We have such a threat detected, and it is serious enough that we felt it was important to bring it to your attention sooner rather than later when it could actually be destructive. We have detected an up-and-coming car color trend that, while a welcome break from the relentless slog of grayscale, nevertheless represents a genuine aesthetic threat to our collective automotive well-being. We call this color Discarded Band-Aid Beige or perhaps Creepy Abandoned Baby Doll Buff or even Prosthetic Peach. It was a color that was surprisingly common on consumer items and electronics in the 1970s and 1980s, and it must not be allowed to become trendy for cars.

We were alerted that this color trend should be escalated from an Issue of Concern to Potential Threat status when our own David Tracy showed us some pictures of a Lucid Air he spotted in Los Angeles bearing a variant of this particular color family:

Lucid1

As you can see, that color, while close to, say, butterscotch, isn’t quite there. It has a sort of duller quality, with a hint of innate dinginess. That’s because that Lucid Air is painted in this color, a color that somehow manages to evoke the feeling of countless oily hands gripping the clammy rubber of a CPR dummy. Something about this color makes one feel that whatever this color is, um, coloring, is the sort of public-use thing that has passed through thousands of unwashed hands.

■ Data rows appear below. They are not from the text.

PR #6432, opened 2023-03-07
chore(android): Disable NDK integration through Gradle

romtsn:


src/platforms/android/using-ndk.mdx
```diff
@@ -96,7 +96,21 @@ You can disable the NDK integration by adding the following to your `AndroidMani
 You can use Sentry's Android SDK without the Android Native Development Kit (NDK) by either:
 
 - [Disabling the NDK](#disable-ndk-integration)
-- Using `sentry-android-core`, which doesn't contain the NDK and can be used separately, instead of `sentry-android` when adding the dependency. The minimal required API level for `sentry-android-core`  is 14.
+- Using `sentry-android-core`, which doesn't contain the NDK and can be used separately, instead of `sentry-android` when adding the dependency. The minimal required API level for `sentry-android-core` is 14.
+
+If you're using our [Gradle plugin](/platforms/android/gradle/), it will still pull the NDK integration in as part of the auto-installation feature. To disable, you can remove the `sentry-android-ndk` dependency from the app configurations in `app/build.gradle`:
+
```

This is the color of the baby doll you saw abandoned by the riverbank that’s been haunting your dreams for the past two weeks. This is the color of the cheapest possible prosthetic leg a mournfully inadequate insurance provider will spring for. It’s the subtly racist mocking color of a Band-Aid on the skin of anyone who dares to not be Caucasian and still gets a scrape. It’s the color of a battered mannequin in a Ross Dress for Less that has had two left hands since the Bush administration. It’s the color of off-brand clearance-rack vanilla ice milk, it’s the color of pus on a wound, the color of an inflatable sex doll bought as a novelty gift and used in earnest once during an excruciatingly low point in your life, and can never be looked at again without a wince of shame.

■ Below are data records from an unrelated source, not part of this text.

PR #6439, opened 2023-03-07
[Python] Improve "custom instrumentation" docs

antonpirker:
Made it easier comprehensible (less special words) 
Also added the new way of adding spans (with the decorator)

Before:
https://docs.sentry.io/platforms/python/performance/instrumentation/custom-instrumentation/

Now:
https://sentry-docs-git-antonpirker-performance-custom-instrumentation.sentry.dev/platforms/python/performance/instrumentation/custom-instrumentation/

### DIFF
--- a/src/platforms/python/common/performance/instrumentation/custom-instrumentation.mdx
+++ b/src/platforms/python/common/performance/instrumentation/custom-instrumentation.mdx
@@ -12,7 +12,7 @@ Adding transactions will allow you to instrument and capture certain regions of 
 
 <Note>
 
-If you are using one of the Sentry SDK integrations, those integrations will create transactions for you!
+If you're using one of Sentry's SDK integrations, transactions will be created for you automatically.
 
 </Note>
 
--- a/src/platforms/python/common/performance/instrumentation/custom-instrumentation.mdx
+++ b/src/platforms/python/common/performance/instrumentation/custom-instrumentation.mdx
@@ -35,7 +35,7 @@ def eat_pizza(pizza):
 If you want to have more fine grained performance monitoring, you can add so called child spans to your transaction. You can do so in multiple ways:
 
 - Using a context manager or
-- Using a decorator
+- Using a decorator (works on sync and `async` functions.)
 
 Calling `sentry_sdk.start_span()` will find the current active transaction, and attach the span to it.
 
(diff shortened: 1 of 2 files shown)


src/platforms/python/common/performance/instrumentation/custom-instrumentation.mdx
```diff
@@ -0,0 +1,143 @@
...
+@sentry_sdk.trace
+def eat_slice(slice):
+    chew()
+    swallow()
+```
+
+## Accessing the Current Transaction
+
+In cases where you want to change data in an already ongoing Transaction you can use `Hub.current.scope.transaction`. This property will return a Transaction in case there is a running Transaction otherwise it returns `None`.
+
```
lizokm, line 112:
```suggestion
To change data in an already ongoing transaction, use `Hub.current.scope.transaction`. This property will return a transaction if there's one running, otherwise it will return `None`.

```

src/platforms/python/common/performance/instrumentation/custom-instrumentation.mdx
```diff
@@ -0,0 +1,143 @@
...
+    while pizza.slices > 0:
+        eat_slice(pizza.slices.pop())
+```
+
+## Accessing the Current Span
+
+In cases where you want to change data in the current Span you can use `sentry_sdk.Hub.current.scope.span`. This property will return a Span in case there is a running Span otherwise it returns `None`.
+
+In this example we will set a tag in the Span created by the `@sentry_sdk.trace` decorator.
+
```
lizokm, line 131:
```suggestion

To change data in the current span, use `sentry_sdk.Hub.current.scope.span`. This property will return a span if there's one running, otherwise it will return `None`.

In this example, we'll set a tag in the span created by the `@sentry_sdk.trace` decorator.

```

lizokm (approved):
Made a few suggestions.

sl0thentr0py:
@antonpirker also update this please, it gets injected into `Missing Instrumentation` spans in the product.
https://github.com/getsentry/sentry-docs/blob/master/src/wizard/python/tracing.md

antonpirker:
Is there a way to see the wizard content in the documentation (with a secret URL or something?) Does anyone know @sl0thentr0py or @lizokm ?

The "create new project" wizard is displayed on Sentry.io without doing a request to the documentation, so I guess this is baked in at build time..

This is not a color for a car.

Pinkishstuff

For unknowable reasons, probably having to do with the state of plastic molding and pigmenting tech of the 1970s and 1980s, this color was often used for the plastic housings of electronics that businesses would buy in bulk – never individual consumers, who would recoil at the idea. But you see lots of telecommunication equipment in this sad hue – telephones, fax machines, speakerphones, that kind of thing.

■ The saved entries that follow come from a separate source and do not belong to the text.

PR #6448, opened 2023-03-09
fix/rate-limiting-language

souredoutlook:
Clarify how concurrent rate limiting works

### DIFF
--- a/src/api/ratelimits.mdx
+++ b/src/api/ratelimits.mdx
@@ -26,9 +26,9 @@ Every API request response includes the following headers:
 - `X-Sentry-Rate-Limit-Reset`
   - The time when the next rate limit window begins and the count resets, measured in UTC seconds from epoch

Bafflingly, this color is definitely trending in the automotive world, where it’s sometimes euphemistically called something evocative like Desert Sand or Desert Tan or something like that, something that’s supposed to conjure ideas of adventure and exoticism, but, really, it’s just the same color as a billion beige-ish plastic things nobody ever wanted or any number of bits of wearable medical equipment like a hearing aid or a urostomy bag. Look how many people are wrapping their Porsches and Lambos and BMWs and Challengers in this miserable hue:

Desertsand

This isn’t the first time this color or something close to it has attempted to move from the medical and sex-aid and undesirable electronics worlds into the automotive space: it’s shown up at various times since the 1950s, though often it was more skewed to the beige side of things, like the Wrigley’s gum beige VW was fond of in the late 1960s and early 1970s, or a more conventional sort of tan. Still, it wasn’t unknown, as you can see from the top left color in this 1970s Audi Fox color lineup:

Cs Audi50colors

This time, though, it’s different. The color isn’t just showing up here and there in the vast palettes of available colors of some cars, it’s actually becoming something of a trend, and people are choosing to get their cars wrapped in this color. Choices are being made! People are proud of showing off their cars that are the same color as the business end of a fleshlight:

Look, we’re here to help. I know this is alarming, and I realize that we have to be extra careful not to stifle the proliferation of real car colors, because just having anything that isn’t black, white, or silver/gray is something that requires about as much care and nurturing as a rare orchid, but in this case, we simply cannot let this mannequin-prosthetic-fax-machine-creepy doll color stand. We just can’t. A line in the sand needs to be drawn, and we’ve drawn that line.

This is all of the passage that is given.